What to expect when expecting an extra X or Y chromosome
Katie and her husband, Simon, had never heard of XXY, and their obstetrician wasn’t much help either. Also known as Klinefelter syndrome, XXY is a genetic condition that can lead to infertility and other health issues. it occurs when a child, usually designated male at birth, is born with an extra X chromosome in addition to the usual X and Y.
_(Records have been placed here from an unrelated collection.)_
PR #1046, opened 2022-11-18
Fix arrow linking issue for M1-based mac

mewim:
In this PR, I fix the Apache Arrow linking issue on M1-based Mac for @weipang142857 and @printfCalvin. The arrow build I used in this PR is Homebrew-arrow at 10.0.0 (https://formulae.brew.sh/formula/apache-arrow).

**THIS PR AIMS TO ADDRESS THE IMMEDIATE REQUIREMENT FOR DEVELOPMENT, BUT THIS CONFIGURATION SHOULD NEVER BE MERGED INTO MASTER AS IT IS PLATFORM-SPECIFIC!!! WE NEED TO REVISIT IT AFTER TRANSITIONING TO CMAKE.**

The PR has been tested on my M1 MacBook Air and I can confirm that the build process completes successfully. It should also work for the same MacBook Air from the university. For linking on Linux, it should follow a similar principle, but the directory and search path may need to change. 

Note that I did NOT test the actual code in copy_csv_arrow_node.cpp, only compilation process has been tested.


weipang142857 (approved):
Tested, and it works on macOS.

Sex chromosome variations, in which people have a surplus or a missing X or Y, are the most common chromosomal conditions, occurring in one in every 400 births. Yet the majority of people affected don’t even know they have them. are reached. This is because these conditions can fly under the radar; they are not life threatening or necessarily life limiting and often do not have telltale characteristics that trigger red flags. Yet the diagnosis can cause distress.
As more expectant parents opt for non-invasive prenatal testing in hopes of ruling out serious conditions, many are surprised to find their fetus has a much less serious condition instead. , but much less known. Because so many sex chromosome variations have never been diagnosed, many obstetricians are unfamiliar with these conditions, leaving families to deal with unexpected news on their own. Many end up seeking information from advocacy organizations, genetic counselors, and even Instagram as they determine their next steps..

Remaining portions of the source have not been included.